Places where the right answer isn't obvious. The plan proposes an answer; the proposal might change during execution if something surfaces.

Open

How prominent should cross-document references be in the scanner's surface? When you're bumping document A from v0.2 to v0.3, and document A contains a reference to "the methodology document at v0.20" — should the scanner surface that as something you might want to approve? Showing it gives you visibility into possibly-stale cross-references. Hiding it keeps the approval surface focused on self-references. The plan proposes showing them with a low-confidence default-declined treatment; we can refine if the surface gets noisy.

Open

How should editor commits be scoped in the audit data? Audit events in the engine usually attach to an "engagement" — the engine's word for a unit of work that has its own context. record.dunin7.com isn't currently modeled as an engagement; it's just a website. We could leave the engagement field blank and use the document path for scoping, or we could create a synthetic engagement representing record.dunin7.com itself. The plan proposes blank for first ship; the column is nullable so we can change later without migrating data.

Open

Should the audit viewer require additional authentication? record.dunin7.com is already behind Cloudflare Access, so anyone who can reach the site is authenticated. The plan proposes no additional gating at first ship — if you can see the documents, you can see the audit. If record.dunin7.com later opens to broader audiences, we can add viewer-side permissions then.

Open

Should we cursor your scroll position when the editor reopens at the new version? After saving v0.2 as v0.3 and the editor reopens at v0.3, should it remember where your cursor was and put it back? Preserving feels smoother. Resetting is simpler to build. The plan proposes resetting at first ship and revisiting if it surfaces as friction.

Section 7

What happens after this plan

You read the plan. If anything in it feels wrong — a decision that should be different, a proposed solution that doesn't match what you wanted, an "open question" you have an answer for — we revise.

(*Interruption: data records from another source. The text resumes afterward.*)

PR #202, opened 2021-09-06
BUG: expose a bug with typing for unyt_quantity

### LINKED ISSUE #201: BUG: unyt_quantity are `Sized` objects without a length ?
* unyt version: 2.8.0
* Python version: 3.9.6
* Operating System: OS/X

### Description

`unyt_quantity` objects are recognised as instances of `collections.abc.Sized`, which indicates that they have a `__len__` protocol. However, calling `len(quantity)` fails with an error message contradicting this.

### What I Did

```python
from collections.abc import Sized
import unyt as un

quan = un.unyt_quantity(1, "cm")
assert isinstance(quan, Sized)
print(len(quan))
```
output
```
TypeError: len() of unsized object
```

neutrinoceros:
endgoal: fix #201

Right now I'm just adding a failing test.

### DIFF
--- a/unyt/tests/test_unyt_array.py
+++ b/unyt/tests/test_unyt_array.py
@@ -2563,3 +2563,11 @@ def test_invalid_unit_quantity_from_string(s):
         match="Could not find unit symbol '{}' in the provided symbols.".format(un_str),
     ):
         unyt_quantity.from_string(s)
+
+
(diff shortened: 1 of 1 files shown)


neutrinoceros:
Closing since the problem is actually on numpy's side.

PR #207, opened 2021-10-20
MNT: add explicit support for Python 3.10

neutrinoceros:
follow up to #194
This will likely fail CI at first, it may be a little early to expect support is already provided by unyt's dependencies, so I'll open as a draft for now, and see what happens.


.github/workflows/ci.yml
```diff
@@ -18,17 +18,27 @@ jobs:
...
+          - os: macos-latest
+            python-version: '3.9'
+          - os: windows-latest
+            python-version: '3.7'
           - os: windows-latest
-            python-version: 3.7
+            python-version: '3.8'
           - os: windows-latest
-            python-version: 3.8
+            python-version: '3.9'
```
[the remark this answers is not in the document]
neutrinoceros: if I use this, wouldn't I need to keep a growing list of includes for ubuntu ?
Also, I'm not sure the list is excepted to grow much more actually. We'll probably want to drop support for 3.6 once it either reaches EOL or when it starts making maintenance harder after EOL.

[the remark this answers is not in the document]
matthewfeickert: > if I use this, wouldn't I need to keep a growing list of includes for ubuntu?

No, you still just use the `python-version` list c.f. https://github.com/jiffyclub/snakeviz/blob/33b1452cb91958f802cb8f8efc2d336cb23fadd9/.github/workflows/ci.yml#L16-L27 which is

```yaml
jobs:
  test:
    runs-on: ${{ matrix.os }}
    strategy:
      matrix:
        os: [ubuntu-latest]
        python-version: ["2.7", "3.5", "3.6", "3.7", "3.8", "3.9", "3.10"]
        include:
          - os: macos-latest
            python-version: "3.7"
          - os: macos-latest
            python-version: "3.10"
```

Also, I'm not sure the list is excepted to grow much more actually. We'll probably want to drop support for 3.6 once it either reaches EOL or when it starts making maintenance harder after EOL.

> I'm not sure the list is excepted to grow much more actually.

Sure, I expect that too. To my mind the use of `include` makes more sense, which is why I've adopted it everywhere else.

> We'll probably want to drop support for 3.6 once it either reaches EOL

I think 3.6 is basically there already. https://www.python.org/dev/peps/pep-0494/ Python 3.6.15 [notes that](https://www.python.org/downloads/release/python-3615/)

>  Python 3.6 is now in the security fix phase of its life cycle. Only security-related issues are accepted and addressed during this phase. We plan to provide security fixes for Python 3.6 as needed through 2021, five years following its initial release.

So there's less than 2 months until EOL.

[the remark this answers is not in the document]
neutrinoceros: If you're fine with it I'm on board !

neutrinoceros:
h5py 3.6 was released a couple days ago with wheels for Python 3.10 and was the main offender. Let's try to rerun CI to see if we can get away with building astropy on the fly

neutrinoceros:
this is now failing because of a regression in Matplotlib, reported as #208

neutrinoceros:
Everything is ready upstream, and CI is green, so I'm opening this for review. @ngoldbaum, you have my blessing if you want/need to update anything here to make it compatible with #214

jzuhone:
@neutrinoceros is this still ready? can you rebase on top of the latest master?

neutrinoceros:
@jzuhone done !

jzuhone:
@neutrinoceros what's the relationship between this and PR #214? ping @ngoldbaum also

neutrinoceros:
@jzuhone rebased !

CONTRIBUTING.rst
```diff
@@ -95,48 +95,48 @@ managing your python evironment using your operating system's package manager or
     $ export PYENV_ROOT="$HOME/.pyenv"
     $ export PATH="$HOME/.pyenv/bin:$PATH
     $ eval "$(pyenv init -)"
-    $ pyenv install -s 3.6.14
-    $ pyenv install -s 3.7.11
-    $ pyenv install -s 3.8.11
-    $ pyenv install -s 3.9.6
+    $ pyenv install -s 3.7.12
```
jzuhone, line 98: We don't need this line anymore, correct?

CONTRIBUTING.rst
```diff
@@ -95,48 +95,48 @@ managing your python evironment using your operating system's package manager or
...
-5. When you're done making changes, check that your changes pass ``flake8``,
+7. When you're done making changes, check that your changes pass ``flake8``,
    format the code with ``black``, and run the tests, including testing several
    Python versions with ``tox``::
 
     $ flake8 unyt
     $ black ./
     $ pytest --doctest-modules --doctest-rst --doctest-plus
-    $ pyenv local 3.6.14 3.7.11 3.8.11 3.9.6
+    $ pyenv local 3.7.13 3.8.13 3.9.12 3.10.4
```
jzuhone, line 125: Or this one

CONTRIBUTING.rst
```diff
@@ -164,7 +164,7 @@ execute ``tox`` in the root of the ``unyt`` repository. For example, using the
 ``pyenv`` environment we set up above::
 
    $ cd unyt
-   $ pyenv local 3.6.14 3.7.11 3.8.11 3.9.6
+   $ pyenv local 3.7.13 3.8.13 3.9.12 3.10.4
```
jzuhone, line 167: Here too

CONTRIBUTING.rst
neutrinoceros: good call. Cleaned it as well as other remaining occurrences

neutrinoceros:
Need to bump minimal supported h5py to 3.0.0 to get windows wheels too

jzuhone (approved):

When the plan is right, Claude Code executes the change request. That document is the technical companion to this plan; it has the file paths, the exact step ordering, the code structures. During execution, when we hit one of the two decision points in Section 4, I'll surface it here; you decide; we continue.

When all three parts are built, tested, and shipped, Phase 63 closes. The editor is pleasant to use. Changes are recorded. You can read the trail.

Then the architecture specification update — the work that triggered all of this — resumes against a trustworthy editor and a system that remembers what's happening over time.

Technical companion

The change request at phases/phase-63-editor-refinement/loomworks-phase-63-cr-v0_1.html is the technical artifact paired with this plan. It has the file paths, line numbers, code structures, and step ordering that Claude Code uses during execution. You don't need to read it. It's there if you want to.